Updated on: Friday, June 25, 2010
There will be no fixed day for taking the Common Admission Test (CAT) from this year. You will have multiple choices of dates, spread over a month, to take the online entrance test to the IIMs — the country’s premier B-schools.
The exam went online last year but was so riddled with trouble that it was cancelled after a couple of days. The IIMs have once again asked Prometric to conduct the test on their behalf.
In the prolonged schedule from this year, small batches of examinees countrywide will take the exam during a ‘testing capsule’. This will enable Prometric to monitor every centre and check if there are any technological glitches anywhere. Prometric attributed last year’s trouble to a virus attack that spread to a large number of testing centres and disabled the exam. Examinees complained of screens freezing, going blank or corrupt when they tried to log on or even when they had written the exam half way.
Unlike last time, when a large number of local institutions having computer laboratories had tied up with Prometric for CAT, this time the organiser is tying up with every technology partner after stringent quality tests. “We’ll have much fewer exam centres this time but each will be selected carefully and then sanitized over a long period of time. Each test site preparation will take months. We have also developed a superior software to offer swifter results,” said Prometric managing director Soumitra Roy.
Having fewer centres does not mean that there will be a compromise on the nationwide reach of the exam, Roy assured.
While traditionally the exam has always happened in November, this time the exam is expected to start much earlier so that dates do not clash with college exams, which was another complaint last year.

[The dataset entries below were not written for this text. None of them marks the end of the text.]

PR #580, opened 2020-06-01
Deprecation since Symfony 5.1: NodeDefinition::setDeprecated() requires 3 arguments

StudioMaX:
The signature of method `NodeDefinition::setDeprecated()` has been updated to `NodeDefinition::setDeprecation(string $package, string $version, string $message)`.

See https://github.com/symfony/symfony/blob/5.1/UPGRADE-5.1.md

### DIFF
--- a/DependencyInjection/Configuration/Configuration.php
+++ b/DependencyInjection/Configuration/Configuration.php
@@ -11,6 +11,7 @@
 
 namespace Snc\RedisBundle\DependencyInjection\Configuration;
 
+use Symfony\Component\Config\Definition\BaseNode;
 use function method_exists;
 use Symfony\Component\Config\Definition\Builder\ArrayNodeDefinition;
 use Symfony\Component\Config\Definition\Builder\TreeBuilder;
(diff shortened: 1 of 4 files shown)


DependencyInjection/Configuration/Configuration.php
```diff
@@ -267,7 +268,7 @@ private function addProfilerStorageSection(ArrayNodeDefinition $rootNode)
         $rootNode
             ->children()
                 ->arrayNode('profiler_storage')
-                    ->setDeprecated('Redis profiler storage is not available anymore since Symfony 4.4')
+                    ->setDeprecated(...$this->getProfilerStorageDeprecationMessage())
```
j0k3r, line 271: This isn't going to work on PHP < 7.4 right?

StudioMaX: Sorry, I don't get it, you mean [argument unpacking](https://www.php.net/manual/en/functions.arguments.php#functions.variable-arg-list) via `...`? It will work since PHP 5.6 - https://3v4l.org/XSsm4

j0k3r: hu ho, sorry I wasn't aware of that.
I was thinking of https://wiki.php.net/rfc/spread_operator_for_array

B-Galati:
Thanks @StudioMaX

After nearly a six-month probe into what went wrong with CAT 2009, Prometric has zeroed in on a virus and where it emanated from. The possibility of is not being ruled out. “We have assessed the performance of each centre and taken into account candidates’ feedback. Both have given us vital clues in our investigations, the findings of which would be released soon,” said an official.
Since the exam went glitch-free after the initial hiccups last year, a large number of measures adopted then will naturally continue this year as well.
“We were able to identify the problem and plug the holes but a lot of damage had been done by then. Naturally, when we started with our preparations for this year’s exam, we went back to those remedies,” Roy added. The dates of CAT 2010 and the centres will soon be announced by Prometric.